PR #1680, opened 2022-08-26
WEB-665   [Android] When Facebook-only users log in to Kickstarter, require them to set a password

hadia:
# 📲 What
When Facebook-only users log in to Kickstarter, require them to set a password

# 🤔 Why

Remove Facebook Login

# 🛠 How

Behind Feature Flag
As a User who does not have a Kickstarter password but can log in via Facebook
When I attempt to log in to Kickstarter using Facebook
I should be directed to set a new password
And if I try to navigate away without setting a password
I should be continually redirected to the set a password page until I have set one.

When I have successfully set a password, I should be directed as normal to the home page.

# 👀 See

https://user-images.githubusercontent.com/1075310/187357864-21ac9add-cdb3-4d68-93ef-25697d7bd39a.mp4

# 📋 QA

1. Add user Device id for feature flag "ANDROID_FACEBOOK_LOGIN_REMOVE" For production 
2. Remove the Facebook account Password with help from the "Web team" from database
3. Login with Facebook account and it would be nice if we test with 2FA and without 2FA
4. Check the app redirect to set Password Screen With user email masked
5. Kill app And reopen
6. Test Password different combination 
7. Set password and submit 
8. Check the app working normally  and can pledge projects 

 

# Story 📖

[[WEB-665]](https://kickstarter.atlassian.net/browse/WEB-665)

[WEB-665]: https://kickstarter.atlassian.net/browse/WEB-665?atlOrigin=eyJpIjoiNWRkNTljNzYxNjVmNDY3MDlhMDU5Y2ZhYzA5YTRkZjUiLCJwIjoiZ2l0aHViLWNvbS1KU1cifQ


app/src/main/res/values/strings.xml
```diff
@@ -84,8 +84,10 @@
 
   <!-- facebook remove -->
   <string name="FPO_reset_your_password">Reset your password</string>
-  <string name="FPO_reset_your_password_hint">FPO We’ve discontinued logging in through Facebook.  To access your Kickstarter account, enter the email associated to your Facebook account and we’ll send you a link to reset your password.</string>
-  <string name="FPO_reset_your_password_dialog_msg">FPO: We can no longer log you in through Facebook. Please log in with your Kickstarter password, or set a new password with your Facebook email.</string>
-  <string name="FPO_login_with_kickstarter">Log in</string>
+  <string name="FPO_we_discontinued_logging_in_through_Facebook">FPO We’ve discontinued logging in through Facebook.  To access your Kickstarter account, enter the email associated to your Facebook account and we’ll send you a link to reset your password.</string>
```
Arkariang, line 87: Quick question here, are the translations gonna be worked out in other story?

app/src/main/res/layout/activity_set_password.xml
```diff
@@ -0,0 +1,94 @@
+<?xml version="1.0" encoding="utf-8"?>
+<ScrollView xmlns:android="http://schemas.android.com/apk/res/android"
+    xmlns:tools="http://schemas.android.com/tools"
+    android:layout_width="match_parent"
+    android:layout_height="match_parent"
+    android:background="@color/window_background"
+    android:gravity="center_horizontal"
+    android:orientation="vertical">
+
+    <LinearLayout
```
Arkariang, line 10: We should try to avoid using containers, and go over `ConstraintLayout` I assume you are re-using some UI from other screen for velocity sake, but let's keep that in mind.

app/src/main/java/com/kickstarter/models/User.kt
```diff
@@ -379,6 +387,7 @@ class User private constructor(
                 unreadMessagesCount() == obj.unreadMessagesCount() &&
                 unseenActivityCount() == obj.unseenActivityCount() &&
                 weeklyNewsletter() == obj.weeklyNewsletter()
+            needsPassword() == obj.needsPassword()
```
Arkariang, line 390: missing the "&&" operator, that new line is not gonna be executed

Arkariang (approved):
Left a few comments, as soon as the equals operator for the user model is fixed feel free to merge. 
Really nice work @hadia

app/src/main/java/com/kickstarter/libs/utils/extensions/StringExt.kt
```diff
@@ -105,3 +106,27 @@ fun String.isGif(): Boolean {
     val gifPattern = "(?:\\/\\/.*\\.(?:gif))"
     return gifPattern.toRegex().find(this) != null
 }
+
+/**
```
Arkariang, line 110: 💖

app/src/main/res/values/strings.xml
hadia: yes

app/src/main/java/com/kickstarter/models/User.kt
hadia: Fixed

→ EXERCISE OBJECTIVE
Returned text must match every record word for word.

→ TASK ANSWER
PR #1680, opened 2022-08-26
WEB-665   [Android] When Facebook-only users log in to Kickstarter, require them to set a password

hadia:
# 📲 What
When Facebook-only users log in to Kickstarter, require them to set a password

# 🤔 Why

Remove Facebook Login

# 🛠 How

Behind Feature Flag
As a User who does not have a Kickstarter password but can log in via Facebook
When I attempt to log in to Kickstarter using Facebook
I should be directed to set a new password
And if I try to navigate away without setting a password
I should be continually redirected to the set a password page until I have set one.

When I have successfully set a password, I should be directed as normal to the home page.

# 👀 See

https://user-images.githubusercontent.com/1075310/187357864-21ac9add-cdb3-4d68-93ef-25697d7bd39a.mp4

# 📋 QA

1. Add user Device id for feature flag "ANDROID_FACEBOOK_LOGIN_REMOVE" For production 
2. Remove the Facebook account Password with help from the "Web team" from database
3. Login with Facebook account and it would be nice if we test with 2FA and without 2FA
4. Check the app redirect to set Password Screen With user email masked
5. Kill app And reopen
6. Test Password different combination 
7. Set password and submit 
8. Check the app working normally  and can pledge projects 

 

# Story 📖

[[WEB-665]](https://kickstarter.atlassian.net/browse/WEB-665)

[WEB-665]: https://kickstarter.atlassian.net/browse/WEB-665?atlOrigin=eyJpIjoiNWRkNTljNzYxNjVmNDY3MDlhMDU5Y2ZhYzA5YTRkZjUiLCJwIjoiZ2l0aHViLWNvbS1KU1cifQ


app/src/main/res/values/strings.xml
```diff
@@ -84,8 +84,10 @@
 
   <!-- facebook remove -->
   <string name="FPO_reset_your_password">Reset your password</string>
-  <string name="FPO_reset_your_password_hint">FPO We’ve discontinued logging in through Facebook.  To access your Kickstarter account, enter the email associated to your Facebook account and we’ll send you a link to reset your password.</string>
-  <string name="FPO_reset_your_password_dialog_msg">FPO: We can no longer log you in through Facebook. Please log in with your Kickstarter password, or set a new password with your Facebook email.</string>
-  <string name="FPO_login_with_kickstarter">Log in</string>
+  <string name="FPO_we_discontinued_logging_in_through_Facebook">FPO We’ve discontinued logging in through Facebook.  To access your Kickstarter account, enter the email associated to your Facebook account and we’ll send you a link to reset your password.</string>
```
Arkariang, line 87: Quick question here, are the translations gonna be worked out in other story?

app/src/main/res/layout/activity_set_password.xml
```diff
@@ -0,0 +1,94 @@
+<?xml version="1.0" encoding="utf-8"?>
+<ScrollView xmlns:android="http://schemas.android.com/apk/res/android"
+    xmlns:tools="http://schemas.android.com/tools"
+    android:layout_width="match_parent"
+    android:layout_height="match_parent"
+    android:background="@color/window_background"
+    android:gravity="center_horizontal"
+    android:orientation="vertical">
+
+    <LinearLayout
```
Arkariang, line 10: We should try to avoid using containers, and go over `ConstraintLayout` I assume you are re-using some UI from other screen for velocity sake, but let's keep that in mind.

app/src/main/java/com/kickstarter/models/User.kt
```diff
@@ -379,6 +387,7 @@ class User private constructor(
                 unreadMessagesCount() == obj.unreadMessagesCount() &&
                 unseenActivityCount() == obj.unseenActivityCount() &&
                 weeklyNewsletter() == obj.weeklyNewsletter()
+            needsPassword() == obj.needsPassword()
```
Arkariang, line 390: missing the "&&" operator, that new line is not gonna be executed

Arkariang (approved):
Left a few comments, as soon as the equals operator for the user model is fixed feel free to merge. 
Really nice work @hadia

app/src/main/java/com/kickstarter/libs/utils/extensions/StringExt.kt
```diff
@@ -105,3 +106,27 @@ fun String.isGif(): Boolean {
     val gifPattern = "(?:\\/\\/.*\\.(?:gif))"
     return gifPattern.toRegex().find(this) != null
 }
+
+/**
```
Arkariang, line 110: 💖

app/src/main/res/values/strings.xml
hadia: yes

app/src/main/java/com/kickstarter/models/User.kt
hadia: Fixed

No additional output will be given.